Find the string "mudiali" in the records and copy each line where it occurs.

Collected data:

'''

PR #300, opened 2019-10-01
Ignore the transactions which have multiple OP_RETURN operations.

mudiali:
Issue: #224

### DIFF
--- a/lib/bitcoin/BitcoinProcessor.ts
+++ b/lib/bitcoin/BitcoinProcessor.ts
@@ -514,34 +514,68 @@ export default class BitcoinProcessor {
         // console.debug(`Skipping transaction ${transactionIndex}: no output coins.`);
         continue;
       }
-      const outputs = transactions[transactionIndex].vout as Array<any>;
-      for (let outputIndex = 0; outputIndex < outputs.length; outputIndex++) {
-        // grab the scripts
-        const script = outputs[outputIndex].scriptPubKey;
 
-        // console.debug(`Checking transaction ${transactionIndex} output coin ${outputIndex}: ${JSON.stringify(script)}`);
-        // check for returned data for sidetree prefix
-        const hexDataMatches = script.asm.match(/\s*OP_RETURN ([0-9a-fA-F]+)$/);
-        if (!hexDataMatches || hexDataMatches.length === 0) {
-          continue;
-        }
-        const data = Buffer.from(hexDataMatches[1], 'hex').toString();
-        if (data.startsWith(this.sidetreePrefix)) {
-          // we have found a sidetree transaction
-          const sidetreeTransaction: TransactionModel = {
-            transactionNumber: TransactionNumber.construct(block, transactionIndex),
-            transactionTime: block,
-            transactionTimeHash: blockHash,
-            anchorString: data.slice(this.sidetreePrefix.length)
-          };
-          console.debug(`Sidetree transaction found; adding ${JSON.stringify(sidetreeTransaction)}`);
-          await this.transactionStore.addTransaction(sidetreeTransaction);
-          // stop processing future anchor strings. Protocol defines only the first should be accepted.
-          break;
-        }
+      try {
+        const outputs = transactions[transactionIndex].vout as Array<any>;
+
+        await this.addSidetreeTransactionsToTransactionStore(this.transactionStore, outputs, transactionIndex, block, blockHash);
+
+      } catch (e) {
+        const inputs = { block: block, blockHash: blockHash, transactionIndex: transactionIndex };
+        console.error('An error happened when trying to add sidetree transaction to the store. Moving on to the next transaction. Inputs: %s\r\nFull error: %s',
+                       JSON.stringify(inputs),
+                       JSON.stringify(e, Object.getOwnPropertyNames(e)));
       }
     }
+
     return blockHash;
+  }
+
+  private async addSidetreeTransactionsToTransactionStore (
+    transactionStore: MongoDbTransactionStore,
+    allVOuts: Array<any>,
+    transactionIndex: number,
+    transactionBlock: number,
+    transactionHash: any): Promise<void> {
+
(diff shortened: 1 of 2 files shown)


lib/bitcoin/BitcoinProcessor.ts
```diff
@@ -514,36 +514,70 @@ export default class BitcoinProcessor {
...
+                       JSON.stringify(inputs),
+                       JSON.stringify(e, Object.getOwnPropertyNames(e)));
       }
     }
+
     return blockHash;
   }
 
+  private async addSidetreeTransactionsToTransactionStore (
+    transactionStore: MongoDbTransactionStore,
```
thehenrytsai: No need to pass `transactionStore`.

mudiali: We're using it on line 577.

lib/bitcoin/BitcoinProcessor.ts
```diff
@@ -514,36 +514,70 @@ export default class BitcoinProcessor {
...
+      if (!hexDataMatches || hexDataMatches.length === 0) {
+        continue;
+      }
+
+      const data = Buffer.from(hexDataMatches[1], 'hex').toString();
+      const isSidetreeTx = data.startsWith(this.sidetreePrefix);
+      const oneSidetreeTxAlreadyFound = sidetreeTxToAdd !== undefined;
+
+      if (isSidetreeTx && oneSidetreeTxAlreadyFound) {
+        throw new Error('The transaction has more then one sidetree transactions.');
```
thehenrytsai: Consider:
```suggestion
        throw new Error('The transaction has more then one sidetree anchor strings.');
```

lib/bitcoin/BitcoinProcessor.ts
```diff
@@ -514,36 +514,70 @@ export default class BitcoinProcessor {
...
-        }
+
+      try {
+        const outputs = transactions[transactionIndex].vout as Array<any>;
+
+        await this.addSidetreeTransactionsToTransactionStore(this.transactionStore, outputs, transactionIndex, block, blockHash);
+
+      } catch (e) {
+        const inputs = { block: block, blockHash: blockHash, transactionIndex: transactionIndex };
+        console.error('An error happened when trying to add sidetree transaction to the store. Moving on to the next transaction. Inputs: %s\r\nFull error: %s',
```
thehenrytsai: I should this should be `console.debug`.

lib/bitcoin/BitcoinProcessor.ts
```diff
@@ -514,36 +514,70 @@ export default class BitcoinProcessor {
...
-          console.debug(`Sidetree transaction found; adding ${JSON.stringify(sidetreeTransaction)}`);
-          await this.transactionStore.addTransaction(sidetreeTransaction);
-          // stop processing future anchor strings. Protocol defines only the first should be accepted.
-          break;
-        }
+
+      try {
+        const outputs = transactions[transactionIndex].vout as Array<any>;
+
+        await this.addSidetreeTransactionsToTransactionStore(this.transactionStore, outputs, transactionIndex, block, blockHash);
```
thehenrytsai: Consider renaming the method `addSidetreeTransactionsToTransactionStore` to something like `processTransactionVOuts` instead. Because the current name seems to imply that the transaction will for sure be a Sidetree transaction.

tests/bitcoin/BitcoinProcessor.spec.ts
```diff
@@ -839,15 +839,22 @@ describe('BitcoinProcessor', () => {
   describe('processBlock', () => {
 
     // creates a response object for Bitcoin
-    async function generateBlock (blockHeight: number, data?: () => string | undefined): Promise<any> {
+    async function generateBlock (blockHeight: number, data?: () => string | string[] | undefined): Promise<any> {
```
thehenrytsai: Why not just `data?: () => string[] | undefined`? Too invasive of a change?

tests/bitcoin/BitcoinProcessor.spec.ts
```diff
@@ -971,6 +978,45 @@ describe('BitcoinProcessor', () => {
...
       done();
     });
+
+    it('should ignore any transactions that have multiple OP_RETURN in them', async (done) => {
+      const block = randomNumber();
+      let shouldFindIDs: string[] = [];
+      const blockData = await generateBlock(block, () => {
+        const id = randomString();
+        const rand = Math.random();
+
```
thehenrytsai: Add comment for percentage.

lib/bitcoin/BitcoinProcessor.ts
mudiali: Renaming to addValidSidetreeTransactionsFromVOutsToTransactionStore(…)

tests/bitcoin/BitcoinProcessor.spec.ts
mudiali: Yea .. then the callers of the functions need to change to return an array

tests/bitcoin/BitcoinProcessor.spec.ts
mudiali: Comments added.

lib/bitcoin/BitcoinProcessor.ts
```diff
@@ -514,36 +514,70 @@ export default class BitcoinProcessor {
...
+      // console.debug(`Checking transaction ${transactionIndex} output coin ${outputIndex}: ${JSON.stringify(script)}`);
+      // check for returned data for sidetree prefix
+      const hexDataMatches = script.asm.match(/\s*OP_RETURN ([0-9a-fA-F]+)$/);
+
+      if (!hexDataMatches || hexDataMatches.length === 0) {
+        continue;
+      }
+
+      const data = Buffer.from(hexDataMatches[1], 'hex').toString();
+      const isSidetreeTx = data.startsWith(this.sidetreePrefix);
```
thehenrytsai: Consider passing `this.sidetreePrefix` as method parameter.

PR #301, opened 2019-10-07
Implement an IVersionManager to avoid passing function pointers in Core.ts

mudiali:
- The VersionManager.ts now implements IVersionManager. 
- All components which require the 'versioned' objects now take in the IVersionManager instead of taking the function pointers as before.
- Also added tests for VersionManager.ts


tests/core/BatchScheduler.spec.ts
```diff
@@ -2,12 +2,18 @@ import * as retry from 'async-retry';
 import BatchScheduler from '../../lib/core/BatchScheduler';
 import MockBatchWriter from '../mocks/MockBatchWriter';
 import MockBlockchain from '../mocks/MockBlockchain';
+import MockVersionedProvider from '../mocks/MockVersionManager';
```
thehenrytsai: Nit:
```suggestion
import MockVersionManager from '../mocks/MockVersionManager';
```

tests/core/versions/testversion1/BatchWriter.ts
```diff
@@ -0,0 +1,18 @@
+import IBatchWriter from '../../../../lib/core/interfaces/IBatchWriter';
```
thehenrytsai: Nit: Consider following more of javascript convension of using hyphens between words.
`testversion1` -> `test-version-1` or maybe avoiding it altogether to `0.0.1`

mudiali: Renaming.

tests/core/BatchScheduler.spec.ts
mudiali: Good catch … I missed this during the name changes.

Issue #219, opened 2019-05-23
Do not revert transactions if last transaction time in Core is greater than Blockchain microservice


thehenrytsai:
Do not revert transactions if last transaction time in Core is greater than Blockchain microservice. This can mean Blockchain microservice is reconstructing transactions from scratch.

PR #311, opened 2019-10-16
Issue #219 - Prevented rollback if current Blockchain time is behind last txn time.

'''

[The answer]
mudiali:
mudiali: We're using it on line 577.
mudiali: Renaming to addValidSidetreeTransactionsFromVOutsToTransactionStore(…)
mudiali: Yea .. then the callers of the functions need to change to return an array
mudiali: Comments added.
mudiali:
mudiali: Renaming.
mudiali: Good catch … I missed this during the name changes.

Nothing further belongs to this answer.